◆ Instructions for the task
The entries below are to be reproduced in full, exactly as written.

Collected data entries
PR #454, opened 2018-06-26
Update Feathercoin.cs

ChekaZ:
- CookieAuth


NicolasDorier:
So the bug for cookieAuth was only on testnet?

PR #457, opened 2018-07-02
Golomb rice filter performance improvement

lontivero:
This PR fixes the allocation problem detected by @NicolasDorier which was hurting the performance. Just to have an idea about the improvement, these are the numbers.

**Before**
```
Filters generation time: 00:00:24.0559429
Filters matching time: 00:00:25.8740358
Filters matching false time: 00:00:01.5151029
```

**After**
```
Filters generation time: 00:00:02.9757793
Filters matching time: 00:00:00.4871420
Filters matching false time: 00:00:01.3413390
```


nopara73:
Wow!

◆ Task output
PR #454, opened 2018-06-26
Update Feathercoin.cs

ChekaZ:
- CookieAuth


NicolasDorier:
So the bug for cookieAuth was only on testnet?

PR #457, opened 2018-07-02
Golomb rice filter performance improvement

lontivero:
This PR fixes the allocation problem detected by @NicolasDorier which was hurting the performance. Just to have an idea about the improvement, these are the numbers.

**Before**
```
Filters generation time: 00:00:24.0559429
Filters matching time: 00:00:25.8740358
Filters matching false time: 00:00:01.5151029
```

**After**
```
Filters generation time: 00:00:02.9757793
Filters matching time: 00:00:00.4871420
Filters matching false time: 00:00:01.3413390
```


nopara73:
Wow!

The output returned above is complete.